* TASK OBJECTIVE *
The response must contain every record, repeated exactly.

* * * *

PR #358, opened 2023-03-21
[USDU-329] Ignores two unstable test cases until a fix has been found

lee-aandrew:
## Purpose of this PR

**Ticket/Jira #:**

[[USDU-329]](https://jira.unity3d.com/browse/USDU-329)

Test cases:
 - ChangingUsdPayloadStateFromUnloadedToLoaded_MarksSceneDirty
 - ChangingUsdPayloadStateFromLoadedToUnloaded_MarksSceneDirty
are randomly failing from time to time

 For now set them to ignore until we can find a proper fix

## Testing

Sets two test cases that was stable and passing as Ignore as they are no longer producing consistent passing results

None

## Overall Product Risks

The actual functionality of the feature that the two test cases are testing may have become inconsistent
But we need more time to investigate this, and for now, this PR will set the two test cases as Ignored

**Complexity:**

Min.

**Halo Effect:**

## Additional information

**Note to reviewers:**

Will work on why these two cases have become inconsistent in the near future

**Reminder:**

### DIFF
--- a/package/com.unity.formats.usd/Tests/Editor/USDPayloadComponentTests.cs
+++ b/package/com.unity.formats.usd/Tests/Editor/USDPayloadComponentTests.cs
@@ -207,6 +207,7 @@ namespace Unity.Formats.USD.Tests
             Assume.That(usdPayload.IsLoaded, Is.False, "UsdPayload.IsLoaded should be set to false.");
         }
 
+        [Ignore("[USDU-329] Unstable test result")]
         [UnityTest]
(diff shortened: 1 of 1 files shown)


vickycl (changes requested):
I'd rather not disable tests without a clear plan to get them fixed, especially as these are brand new tests of a recent bug fix. Please add more details to the Jira ticket so that we can ensure this is looked into and not lost :)

vickycl (approved):
Thanks for updating the Jira :)

vickycl:
Merging as investigation is underway and the unstable test is blocking all other PRs :)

* * * *

* THE COMPLETED TASK *
PR #358, opened 2023-03-21
[USDU-329] Ignores two unstable test cases until a fix has been found

lee-aandrew:
## Purpose of this PR

**Ticket/Jira #:**

[[USDU-329]](https://jira.unity3d.com/browse/USDU-329)

Test cases:
 - ChangingUsdPayloadStateFromUnloadedToLoaded_MarksSceneDirty
 - ChangingUsdPayloadStateFromLoadedToUnloaded_MarksSceneDirty
are randomly failing from time to time

 For now set them to ignore until we can find a proper fix

## Testing

Sets two test cases that was stable and passing as Ignore as they are no longer producing consistent passing results

None

## Overall Product Risks

The actual functionality of the feature that the two test cases are testing may have become inconsistent
But we need more time to investigate this, and for now, this PR will set the two test cases as Ignored

**Complexity:**

Min.

**Halo Effect:**

## Additional information

**Note to reviewers:**

Will work on why these two cases have become inconsistent in the near future

**Reminder:**

### DIFF
--- a/package/com.unity.formats.usd/Tests/Editor/USDPayloadComponentTests.cs
+++ b/package/com.unity.formats.usd/Tests/Editor/USDPayloadComponentTests.cs
@@ -207,6 +207,7 @@ namespace Unity.Formats.USD.Tests
             Assume.That(usdPayload.IsLoaded, Is.False, "UsdPayload.IsLoaded should be set to false.");
         }
 
+        [Ignore("[USDU-329] Unstable test result")]
         [UnityTest]
(diff shortened: 1 of 1 files shown)


vickycl (changes requested):
I'd rather not disable tests without a clear plan to get them fixed, especially as these are brand new tests of a recent bug fix. Please add more details to the Jira ticket so that we can ensure this is looked into and not lost :)

vickycl (approved):
Thanks for updating the Jira :)

vickycl:
Merging as investigation is underway and the unstable test is blocking all other PRs :)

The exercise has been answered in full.